• Task details:
Show every line in the records below that contains the word "problem".

── Extracted records

Issue #233, opened 2020-04-25
Add --parent to blitz generate pages


flybayer:
**What do you want and why do you want it?.**

The Blitz routing convention often results in the URL having a parent model and a child model. For example, if your DB has Project and Task and Project has many Tasks, your page structure should be:

So this:

```
blitz generate pages task --parent project
```

should generate this:

```
app/tasks/pages/projects/[projectId]/tasks/index.ts
app/tasks/pages/projects/[projectId]/tasks/new.ts
app/tasks/pages/projects/[projectId]/tasks/[id].ts
app/tasks/pages/projects/[projectId]/tasks/[id]/edit.ts
```

Also, `--parent` argument must also work with the other commands that invoke the pages generator.

So this:
```
blitz generate all task --parent project
```
should generate this:
```
app/tasks/queries/getTask.ts
app/tasks/queries/getTasks.ts
app/tasks/mutations/createTask.ts
app/tasks/mutations/updateTask.ts
app/tasks/mutations/deleteTask.ts
app/tasks/components/TaskForm.ts
app/tasks/pages/projects/[projectId]/tasks/index.ts
app/tasks/pages/projects/[projectId]/tasks/new.ts
app/tasks/pages/projects/[projectId]/tasks/[id].ts
app/tasks/pages/projects/[projectId]/tasks/[id]/edit.ts
```

PR #494, opened 2020-05-11
Add `--parent` to `blitz generate` + Lots of code template updates + change route id to modelId

aem:
### Type: feature
Closes: https://github.com/blitz-js/blitz/issues/233

Adds a CLI flag for the user to specify a `--parent` while generating pages. These pages will be nested under `{{parentModelName}}/{{parentModelId}}`, enabling the user to generate pages for dependent data models:

```
$ blitz g pages tasks --parent=projects

CREATE    app/tasks/pages/projects/[projectId]/tasks/[id]/edit.tsx
CREATE    app/tasks/pages/projects/[projectId]/tasks/[id].tsx
CREATE    app/tasks/pages/projects/[projectId]/tasks/index.tsx
CREATE    app/tasks/pages/projects/[projectId]/tasks/new.tsx
```

### Checklist

- [ ] Tests added for changes


flybayer:
@aem Looking good!

The generated "children" pages don't work because they aren't taking into account that they are children. They need to do this for the query argument to only get the child models based on the parent model id. And the links need to also use the parentId. So we need some more sophisticated templating here.

You can add that here, or we can hide the --parent flag and merge this. Then open another issue for doing the above.

aem:
@flybayer sorry, those are all outstanding issues I'm aware of, I meant to open this as a draft since it builds on the context generation in #493, I just wanted to get the path generation stuff working first and then circle back to this after the other PR gets merged.

flybayer:
This would be really great to have by end of the weekend if possible. So that it can be released before my live stream with Kitze on Wednesday.

aem:
got slowed down a little bit by having to update the generator to be able to do conditional templates (we need to generate different code based on whether or not there's a parent, and having different templates for those isn't ideal since you'll have to update two templates to change the pages templates, similar problem to having both JS and TS versions of templates). made some good progress to day and should be able to wrap things up tomorrow

aem:
Got this all working locally! Things that work now:

* All templates support conditional generation. I'm about to push a readme update that explains how this works
* The Page templates have conditional code paths for parent/non-parent generation
* The queries + mutations generated in a page with a parent model automatically filter by the parent model ID, and creates will associate the new objects with the parent model by default

Tested also generating the same model without a parent and confirming that we get all of the objects returned _without_ the parent filtering.

To test this:

```
// in schema.prisma
model Todo {
  id          Int      @default(autoincrement()) @id
  name        String
  description String   @default("")
  completed   Boolean  @default(false)
  TodoList     TodoList? @relation(fields: [todoListId], references: [id])
  todoListId   Int?
}

model TodoList {
  id    Int    @default(autoincrement()) @id
  name  String
  todos Todo[]
}

$ blitz g all todolist
$ blitz g pages todos --parent=todolist
```

You'll want to seed some data via prisma studio so that you can observe the filtering in action.

aem:
Also, you may have noticed that we have a pretty wild leg up on every other web framework now......our "todo list" example (a rite of passage, no?) is modifying the schema to add the models, running two terminal commands, and adding a form input for the todo title, and that's all you need for a fully persistent todo app in Blitz. I think we win for fewest user-involved steps :)

flybayer:
This is looking good! I'll test more tomorrow

packages/generator/templates/page/__id__.tsx
```diff
@@ -6,23 +6,46 @@ import delete__ModelName__ from 'app/__modelNames__/mutations/delete__ModelName_
...
+
   return (
     <div>
       <h1>__ModelName__ {__modelName__.id}</h1>
       <pre>{JSON.stringify(__modelName__)}</pre>
 
-      <Link href="/__modelNames__/[id]/edit" as={`/__modelNames__/${__modelName__.id}/edit`}>
-        <a>Edit</a>
-      </Link>
+      {editLink}
```
flybayer, line 34: Don't have this before merging this, but it'd be really nice if we can somehow support having conditional components here without the separate `editLink` component. Because this results in a weird output in the generated file (a separate `editLink` component for no reason)

aem: yeah, I didn't love this, the problem is it's a limitation of the JSX syntax (can't put JS in JSX without `{}`). We could eventually build some handling for jsx conditionals with something like this:

```xml
<if condition="someTemplateValue">
 <Link />
  <else>
    <OtherLink />
  </else>
</if>
```

but that's a pretty significant change that we should split into another issue

aem:
@flybayer now **all** generated pages will put the model name in the path param rather than just parent pages:

```
CREATE app/tasks/pages/tasks/[taskId]/edit.tsx
CREATE app/tasks/pages/tasks/[taskId].tsx
CREATE app/tasks/pages/tasks/index.tsx
CREATE app/tasks/pages/tasks/new.tsx
```

```
CREATE app/tasks/pages/projects/[projectId]/tasks/[taskId]/edit.tsx
CREATE app/tasks/pages/projects/[projectId]/tasks/[taskId].tsx
CREATE app/tasks/pages/projects/[projectId]/tasks/index.tsx
CREATE app/tasks/pages/projects/[projectId]/tasks/new.tsx
```

aem:
@flybayer it seems like an odd UX thing to me that I’d have to re-generate mutations in addition to generating pages here, what’s the reasoning there?

aem:
also, if there's gonna be a bunch of changes you want to make on PRs like this I wonder if it's worth opening them up as separate issues  so we can keep diffs small? the git history here is gonna be huge

flybayer:
@aem yeah 😬 I considered doing some stuff in another PR, but it's mostly all affected by adding the parent feature so I decided to just do it here. Probably should have separated some stuff though.

On changes to mutations with --parent: you're right it's not a perfect UX from a code scaffolding standpoint, but this is absolutely the right thing to do from a code perspective. 

Mutations are where business logic is ultimately enforced, so they will have to change when adding a parent to a model.

flybayer:
@aem I'm done here and am ready to merge. Thank you so much!!

aem:
> On changes to mutations with --parent: you're right it's not a perfect UX from a code scaffolding standpoint, but this is absolutely the right thing to do from a code perspective.

Super fair. I wonder if the "right" thing here is to create a new generator rather than a CLI flag to enforce that you generate new pages, queries, and mutations (and soon models)? Just log an error and exit early if you use `--parent` with anything other than `blitz g all`? Originally I had it just set for `pages` since I didn't think about adding the validating in the queries/mutations themselves, but now I think the opposite direction makes sense, just require them to generate the whole thing. We may come across some use cases where people only want to generate some of these, but for now it might make sense to try and force people into the easiest path?

flybayer:
@aem let's leave it like it is for now, because just generating queries/mutations with `--parent` is a very valid use case too.

But we can definitely change it at some point. I just don't think we know enough yet what something better would be (if any)

aem:
sounds good

aem:
i'm gonna pull this down, update the docs since they just mention pages right now, rebase against canary, and then this should be all set

aem:
@flybayer need another ✅so I can merge and we can get this in 🎉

────

• Task output:
got slowed down a little bit by having to update the generator to be able to do conditional templates (we need to generate different code based on whether or not there's a parent, and having different templates for those isn't ideal since you'll have to update two templates to change the pages templates, similar problem to having both JS and TS versions of templates). made some good progress to day and should be able to wrap things up tomorrow
aem: yeah, I didn't love this, the problem is it's a limitation of the JSX syntax (can't put JS in JSX without `{}`). We could eventually build some handling for jsx conditionals with something like this:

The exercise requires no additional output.